For the listing below, state how many lines include "will". The number alone is the answer.

_ _ _ _ _ _ _

PR #254, opened 2023-08-18
fix(lib): Better error message when message can not be serializable

demetriusfeijoo:
## What?
Improve exception's message when an object is not cloneable (accepted by postMessage).

## Why?
JIRA: EXT-1603

Some object structures are not allowed to be sent thru windows.postMessage() function, raising a DataCloneError exception.

However, the raised exception is not so clear to understand since this error is too generic and doesn't give so much useful information to the developer.

Exemple of a wrong message type:
Screenshot 2023-08-18 at 07 40 17

Output Before:
image

Output After:
Screenshot 2023-08-18 at 07 38 30


packages/field-plugin/src/createFieldPlugin/createFieldPlugin.ts
```diff
@@ -41,9 +41,25 @@ export const createFieldPlugin: CreateFieldPlugin = (onUpdateState) => {
...
+    } catch (err) {
+      // eslint-disable-next-line functional/no-throw-statement
+      throw new Error(
+        `
+          The argument could not be cloned. 
+          The argument must be cloneable with structuredClone() , so that it can be sent to other windows with window.postMessage(). 
+          Does your object contain functions, getters, setters, proxies, or any other value that is not cloneable? 
+          Did you try to pass a reactive object? For a full description on the structuredClone algorithm, see: 
+          https://developer.mozilla.org/en-US/docs/Web/API/Web_Workers_API/Structured_clone_algorithm
+        `,
```
johannes-lindgren, line 57:
```suggestion
        `The argument could not be cloned. The argument must be cloneable with structuredClone(), so that it can be sent to other windows with window.postMessage(). Does your object contain functions, getters, setters, proxies, or any other value that is not cloneable? Did you try to pass a reactive object? For a full description on the structuredClone algorithm, see: https://developer.mozilla.org/en-US/docs/Web/API/Web_Workers_API/Structured_clone_algorithm`,
```

I suggest removing the spaces and indentations

packages/field-plugin/src/createFieldPlugin/createFieldPlugin.ts
```diff
@@ -41,9 +41,25 @@ export const createFieldPlugin: CreateFieldPlugin = (onUpdateState) => {
...
-    // TODO specify https://app.storyblok.com/ in production mode, * in dev mode
-    const origin = '*'
-    window.parent.postMessage(message, origin)
+    try {
+      // TODO specify https://app.storyblok.com/ in production mode, * in dev mode
+      const origin = '*'
+      window.parent.postMessage(message, origin)
+    } catch (err) {
+      // eslint-disable-next-line functional/no-throw-statement
+      throw new Error(
```
johannes-lindgren, line 50: There are other reasons why the content in the `try`-clause could fail. Could we create a function `isClonable`?

```ts
const isClonable = (value: unknown): boolean => {
  try {
    void structuredClone(value)
  } catch(_) {
    return false
  }
  return true
}
```

Then only throw the error on this line if it's not clonable. If it's clonable, re-throw `err`.

johannes-lindgren (changes requested):

eunjae-lee:
This PR is not refactoring the code, but it's more of an improvement on how we handle the error situation. So I renamed the title to "fix".

packages/field-plugin/src/createFieldPlugin/createFieldPlugin.ts
johannes-lindgren: Yes, `core-js` is one of the biggest JavaScript libraries, so it's fine to use 

```
import 'core-js/actual/structured-clone';
```

packages/field-plugin/src/createFieldPlugin/createFieldPlugin.test.ts
johannes-lindgren, line 1: I don't know if tests for this function make sense. It contains side-effects, so it will be difficult to test, and tests will tend to test internal implementation. I'd recommend extracting `postToContainer` outside `createFieldPlugin`. When you do, pass `window.postMessage` as an argument, so that you don't need to mock anything. That will be much more testable.

I think we can remove the test in this file. They have some issues, for example:

1.
```
expect(cleanupFieldPlugin()).toEqual(undefined)
```

Is not needed because the return value is already checked by TypeCcript. Also, it could start to fail if the cleanup function returned a value, which would be okay with Typescript, as the return signature is `void`: this is valid:

```ts
const fun: () => void = () => 123
```

2.
```
expect(onUpdateStateMock).toHaveBeenCalledWith({
      type: 'error',
      error: new Error(
        `The window is not embedded within another window. Did you mean to open the field plugin in the sandbox? ${sandboxUrl()}`,
      ),
    })
```

This would fail if the message changed slightly, but that is ok.

3.
```
expect(onUpdateStateMock).toBeCalled()
```

seems to test something else than what described in the `it()` function call.

packages/field-plugin/src/utils/isCloneable/isCloneable.test.ts
johannes-lindgren, line 1: Good!

johannes-lindgren (changes requested):

johannes-lindgren (approved):

PR #255, opened 2023-08-21
feat(sandbox): add support for language

demetriusfeijoo:
## What?
Allow the Sandbox user to pass a language to the plugin through postMessage.

## Why?

JIRA: EXT-1812

It will allow users to test the language value and behavior of the field plugin.

Example of the new input on the mobile:
image

Example of the new input on the desktop:
image

When no language is informed:
Screenshot 2023-08-21 at 08 31 16

When some language is informed:
Screenshot 2023-08-21 at 08 33 09

## How to test? (optional)
The sandbox/container, can be tested as described in our [[CONTRIBUTING.md →](https://github.com/storyblok/field-plugin/blob/main/CONTRIBUTING.md)]


eunjae-lee:
To me, the position of the input box seems good. What do you think? @johannes-lindgren

johannes-lindgren:
> To me, the position of the input box seems good. What do you think? @johannes-lindgren

I think it should be moved further down; to the story section. The preview section contains the iframe and an input field for the URL in the iframe. I think all the data belongs to the other accordions.

johannes-lindgren (changes requested):
The code seems reasonable, good job!

I would just recommend positioning the input field differently. See my earlier comment.

johannes-lindgren:
> Hey @johannes-lindgren, do you mean like that?
> 
> input-language-new-position

Yes, exactly 🙂

packages/container/src/components/FieldPluginContainer.tsx
```diff
@@ -311,7 +313,25 @@ export const FieldPluginContainer: FunctionComponent = () => {
...
+          <Container
+            sx={{
+              display: 'flex',
+              p: { xs: 0 },
+            }}
+          >
+            <LanguageView
+              language={language}
+              setLanguage={setLanguage}
+            />
```
johannes-lindgren, line 333: Sorry for being picky, and not specifying this before: I believe the `ContentView` is the more commonly used than the language: therefore the `LanguageView` should be placed below the `ContentView`.

packages/container/src/components/FieldPluginContainer.tsx
```diff
@@ -311,7 +313,25 @@ export const FieldPluginContainer: FunctionComponent = () => {
...
+            gap: '2rem',
+            position: 'relative',
+          }}
+        >
+          <Container
+            sx={{
+              display: 'flex',
+              p: { xs: 0 },
+            }}
+          >
```
johannes-lindgren, line 329: We could place both the `LanguageView` and the  `ContentView` inside the container. Then we get rid of the `sx` prop on `AccordionDetails`.

We could use the`Stack` component instead of the `Container`, then we only need to set the `gap` property to `6`

packages/container/src/components/FieldPluginContainer.tsx
```diff
@@ -311,7 +313,25 @@ export const FieldPluginContainer: FunctionComponent = () => {
         <AccordionSummary>
           <Typography variant="h3">Content</Typography>
         </AccordionSummary>
-        <AccordionDetails sx={{ position: 'relative' }}>
+        <AccordionDetails
+          sx={{
+            display: 'flex',
+            flexDirection: 'column',
+            gap: '2rem',
```
johannes-lindgren, line 320: Spacing should be defined with the theme, which in this case means

```suggestion
            gap: 6,
```

or equivalently:

```suggestion
            gap: (theme) => theme.spacing(6),
```

The sx prop:
- [sizing](https://mui.com/system/getting-started/the-sx-prop/#spacing)
- [callback values](https://mui.com/system/getting-started/the-sx-prop/#callback-values)

johannes-lindgren (changes requested):
@demetriusfeijoo looks good, just some nit-picky feedback on the usage of MUI.

johannes-lindgren (approved):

_ _ _ _ _ _ _

Your response
2